Over and over again, whenever a scandal is finally revealed, the questions immediately arise as to how such behavior had been allowed to continue. When the John Friend scandal broke, it became clear that many senior teachers had known of his breech of ethics; when the tragedy at Diamond Mountain was made known, it became clear that many had known of Lama Christie’s apparent magical thinking, irrationality and narcissistic disconnect from reality and her husband Ian’s instability and aggressive tendencies; and when it was finally revealed that Sasaki Roshi was a sexual predator over the course of 50 years or more it was also revealed that many knew about his despicable behavior all along!

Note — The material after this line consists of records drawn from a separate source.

PR #2132, opened 2020-11-22
Add xenia canary support

greggameplayer:
I have verified that:
- [X] I added myself into [contributors file]

Modify regex to also look at Xenia canary binary.

### DIFF
--- a/source/Playnite.DesktopApp/Resources/contributors.txt
+++ b/source/Playnite.DesktopApp/Resources/contributors.txt
@@ -40,3 +40,4 @@ Tyler Szabo
 elisherer
 awbooze
 erri120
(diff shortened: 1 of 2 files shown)


darklinkpower:
In my opinion each version should be kept in separate profiles in case someone wants or needs to have the two versions, like the PPSSPP profile for example: https://github.com/JosefNemec/Playnite/blob/master/source/Playnite/Emulators/PPSSPP.yaml

But it's up to @JosefNemec to decide that.

JosefNemec:
I agree. They should be separate profiles.

greggameplayer:
@JosefNemec done

Issue #2215, opened 2021-01-08
Importing single .lnk discards start arguments


felixkmh:
**Description**
When using _Add Game_ -> _Scan automatically_ -> _Browse..._ to add a Game via its shortcut (.lnk), its launch arguments are discarded as not the .lnk gets imported, but the .exe it points to because the file selection dialog filters for .exe files.

So to fix that, the filter also needs to accept .lnk files, similar to what happens when importing a whole folder automatically. And I would suggest using the .lnks file name as the game name in that case.

**Reproduction**
Use   _Add Game_ -> _Scan automatically_ -> _Browse..._ to import a game using its .lnk shortcut. E.g. all games using RiotClient.exe with arguments to launch different games.

felixkmh:
fixed via #2216

PR #2216, opened 2021-01-08
Improved single file import in InstalledGamesView for .lnk files

felixkmh:
addressing #2215 
import single files similarly to how a whole folder is imported. Addtionally enables to import single .lnk files pointing to .exe or .bat files, or .bat files themselves.
Also: for .lnk files the file name of the shortcut is used as the game name, if it is not empty.

### DIFF
--- a/source/Playnite.DesktopApp/ViewModels/InstalledGamesViewModel.cs
+++ b/source/Playnite.DesktopApp/ViewModels/InstalledGamesViewModel.cs
@@ -340,23 +340,34 @@ namespace Playnite.DesktopApp.ViewModels
 
         public void SelectExecutable()
         {
-            var path = dialogs.SelectFile("Executable (.exe)|*.exe");
+            var path = dialogs.SelectFile("Executable (.exe,.bat,lnk)|*.exe;*.bat;*.lnk");
             if (string.IsNullOrEmpty(path))
             {
                 return;
             }
+            var program = Common.Programs.GetProgramData(path);
 
-            var productName = FileVersionInfo.GetVersionInfo(path).ProductName;
-            var import = new ImportableProgram(new Program()
+            // Ignore all target files that are not bat or exe files
+            if (!program.Path.EndsWith(".exe", StringComparison.OrdinalIgnoreCase) &&
+                !program.Path.EndsWith(".bat", StringComparison.OrdinalIgnoreCase))
             {
-                Icon = path,
-                Name = string.IsNullOrWhiteSpace(productName) ? new DirectoryInfo(Path.GetDirectoryName(path)).Name : productName,
-                Path = path,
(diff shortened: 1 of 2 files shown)


source/Playnite.DesktopApp/ViewModels/InstalledGamesViewModel.cs
```diff
@@ -340,24 +340,35 @@ public void ConfirmDialog()
...
+                return;
+            }
+
+            var import = new ImportableProgram(program, ProgramType.Win32)
             {
                 Selected = true
             };
 
+            // Use shortcut name as game name for .lnk shortcuts
+            if (Path.GetExtension(path).EndsWith(".lnk", StringComparison.OrdinalIgnoreCase))
```
JosefNemec, line 363: Calling GetExtension is not necessary since you are checking with EndsWith anyways.

source/Playnite.DesktopApp/ViewModels/InstalledGamesViewModel.cs
```diff
@@ -340,24 +340,35 @@ public void ConfirmDialog()
...
             if (string.IsNullOrEmpty(path))
             {
                 return;
             }
+            var program = Common.Programs.GetProgramData(path);
 
-            var productName = FileVersionInfo.GetVersionInfo(path).ProductName;
-            var import = new ImportableProgram(new Program()
+            // Ignore all target files that are not bat or exe files
+            if (!program.Path.EndsWith(".exe", StringComparison.OrdinalIgnoreCase) &&
```
JosefNemec, line 351: I don't think we should have this restriction. If somebody decides to import .lnk, then we should not care what that .lnk points to.

source/Playnite.DesktopApp/ViewModels/InstalledGamesViewModel.cs
felixkmh: resolved in https://github.com/felixkmh/Playnite/commit/f5f7cfdfadfc60fcadb8493435646768b61e68f1

source/Playnite.DesktopApp/ViewModels/InstalledGamesViewModel.cs
felixkmh: resolved in https://github.com/felixkmh/Playnite/commit/8ac8f5f57d286b3a1a80bdd23bbe0e0df33ad885

felixkmh: I think the rationale behind this was that you previously couldn't select anything but .exe and .bat files in the first place. The only reason you could select .lnk files was that the file selection dialogue returned the path to the file the shortcut pointed to, which then had to match the filter.

PR #2256, opened 2021-02-12
Take 2: Added emulators.

wrennnnnn:
I have verified that:
- [Yes] These changes work, by building the application and testing them.
- [Yes] Pull request is targeting `devel` branch.
- [No] I added myself into [contributors file](https://github.com/JosefNemec/Playnite/blob/devel/source/Playnite.DesktopApp/Resources/contributors.txt) if I want to receive contribution credit in the application itself.
Sorry about that. Added support for Flycast and FBNeo, as well as updating the Fightcade handler.

### DIFF
--- a/source/Playnite/Emulators/FightCade.yaml
+++ b/source/Playnite/Emulators/FightCade.yaml
@@ -5,4 +5,4 @@ Profiles:
     DefaultArguments: '"{ImageNameNoExt}"'
     Platforms: [Various]
     ImageExtensions: [zip, bin]
-    ExecutableLookup: ^ggpofba\.exe$
+    ExecutableLookup: ^fcadefbneo\.exe$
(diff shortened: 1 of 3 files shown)


source/Playnite/Emulators/FightCade.yaml
```diff
@@ -5,4 +5,4 @@ Profiles:
     DefaultArguments: '"{ImageNameNoExt}"'
     Platforms: [Various]
     ImageExtensions: [zip, bin]
-    ExecutableLookup: ^ggpofba\.exe$
```
JosefNemec, line 8: Did this permanently change in the app? Won't this prevent use of older versions?

wrennnnnn:
It permanently changed (with the release of Fightcade 2.) It also auto
updates on launch and is unplayable without that automatic update. I can’t
see any use case in which you have a working old version of Fightcade.

PR #2324, opened 2021-05-06
Exit fullscreen

yeahme49:
This allows you to exit fullscreen by pressing B while on the main screen. It's asks for confirmation before exiting

I have verified that:


JosefNemec:
1) You have 136 file changed in this PR, which is obviously wrong.
2) You are using tabs instead of spaces which is against code contribution rules.
3) I'm personally not a big fan of this. It adds new button to already crowded view (bottom of the main view) and I don't think that just pressing B from main screen should initiate application shutdown. It's imho not a good UX.

PR #2325, opened 2021-05-06
Exit fullscreen

yeahme49:
I have verified that:

I closed the previous PR due to the excess commits. This now just contains my change. I also fixed the tabs.

This commit doesn't just initiate application shutdown when you press B, it asks for confirmation before it closes. I find this to be useful because if I'm using a controller for everything, I don't want to get my mouse and keyboard to exit Playnite. My use-case is launching Playnite from Kodi to play games and then back to Kodi for TV watching on my HTPC. Not having a way to exit with the controller adds extra steps. I know I'm not the only one that wants this, I saw a request on the subreddit asking for the same thing.

If the UI is too crowded at the bottom, the indicator for exiting could be removed but still have the functionality. Would it be better to have a setting option to enable/disable exiting by pressing B?


JosefNemec:
I still maintain my opinion from original PR. Also, you don't need KB and mouse to shutdown FS mode, you can open main menu with a controller and shutdown from there.

yeahme49:
Lots of games allow exiting to desktop with the push of a controller button, typically they confirm is that's what you want. How is this any different?

I would agree with you if pressing B just instantly closed the application without confirmation, but it doesn't.

JosefNemec:
> How is this any different?

Playnite is not a game.

PR #2375, opened 2021-07-08
New: Epic playtime import support

darklinkpower:
Adds playtime import to the Epic library plugin. Based on research done by joyrider3774.

I have verified that:

### DIFF
--- a/source/Plugins/EpicLibrary/Services/EpicAccountClient.cs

Because of the cognitive tendencies that are than exacerbated by yogic and buddhist teachings that can be twisted to inculate a culture of repression of expression and diversity of opinion, the failure to express dissent is all too prevalent and has led to severe and painful consequences. Because of the culture of silence and the false consensus effect, our beliefs and behavior all too often lack healthy scrutiny and debate. This lack of critical discussion leads us to exaggerate the consensus for our beliefs and behavior. Bolstered by such a false sense of acceptance and social support, our beliefs may strike us as more valid than is actually the case, and they become ever more resistant to logical and empirical challenge.

I wish to end by expressing my gratitude and appreciation to those, like Matthew Remski, who have taken on the generally thankless task of speaking up and speaking out. May such critical thinking and compassionate inquiry continue to grow within the contemporary buddhist and yoga communities so that perhaps we can finally correct (and compensate for) some of our cognitive errors.